**Exercise prompt:** Output each line of the data word for word, from the first through the line that holds "Resolves the last", and leave off whatever follows.

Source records

PR #223, opened 2026-08-05
Fix #209: honor feature_selection in interactive PCA loading arrows

eberrigan:
## Summary

Resolves the last open item from the PCA feature-selection consolidation effort (#202, #203, #204, #206, #207 — all merged).

- `create_interactive_pca_with_images` and `create_interactive_pca_plot` (`interactive_visualization.py`) previously hardcoded `feature_contributions.nlargest(n_loadings, "total_contribution")` to pick loading-arrow features, bypassing the shared `select_top_features_from_pca()`.
- The issue asked whoever picked this up to check for real usage before deciding between "delegate" or "document as intentionally simple." That check found real, current usage: 14 of the most recent `trait_viz_*.ipynb` notebooks and `docs/PCA.md`'s Example 4 all call `create_interactive_pca_with_images(..., show_loadings=True)`. So this resolves via delegation, mirroring `create_pca_biplot`'s existing pattern.
- Both functions gain a `feature_selection: str = "top_variance"` parameter, validated unconditionally against `VALID_SELECTION_METHODS`, delegating to `select_top_features_from_pca()`. Default `"top_variance"` matches the old hardcoded ranking's typical output (both derive from the same total-variance-contribution basis); see the OpenSpec proposal for the precise (narrow) NaN/exact-tie caveat on that equivalence claim.
- Unlike `create_pca_biplot` (1-indexed `pc_x`/`pc_y`, requires a `-1` conversion), these two functions' `components` tuple is already 0-indexed and is passed through unmodified — this is pinned down with a dedicated regression test, since the same off-by-one bug class was already introduced and fixed twice elsewhere in this effort (#203, #207).
- **Bonus fix**: found and fixed a pre-existing bug in `select_top_features_from_pca()`'s `"extreme"` method (`pca.py`), newly reachable through this parameter — `n_features_to_select=0` returned every feature instead of none, due to Python's `arr[-0:] == arr[0:]` negative-slice quirk.

Full history and the 5-agent adversarial review findings (spec quality, TDD, implementation correctness, docs, git workflow — proposal review; code quality, testing, statistical rigor, performance, behavioural correctness — pre-PR self-review) are in `openspec/changes/fix-interactive-pca-feature-selection/`.

## Test plan

- [x] TDD: failing tests written first for both functions (default-equivalence, all 5 selection methods via exact-set-equality against independent `select_top_features_from_pca()` calls, PC-indexing regression, unconditional validation, `n_loadings` boundaries), then minimal implementation, then green.
- [x] `create_umap_colored_by_top_traits`'s `top_variance` branch confirmed unchanged (no code touched there).
- [x] `docs/CHANGELOG.md` `[Unreleased]` entry added.
- [x] `openspec validate fix-interactive-pca-feature-selection --strict` passes.
- [x] `uv run black --check` / `uv run ruff check` clean on all touched files.
- [x] Full suite: `uv run pytest tests/` — 3050 passed, 37 skipped, 0 failed.
- [x] Targeted suite (`test_pca.py`, `test_interactive_visualization.py`, `test_visualization.py`) — 404 passed.

### DIFF
--- a/docs/CHANGELOG.md
+++ b/docs/CHANGELOG.md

**Answer to this exercise:**
PR #223, opened 2026-08-05
Fix #209: honor feature_selection in interactive PCA loading arrows

eberrigan:
## Summary

Resolves the last open item from the PCA feature-selection consolidation effort (#202, #203, #204, #206, #207 — all merged).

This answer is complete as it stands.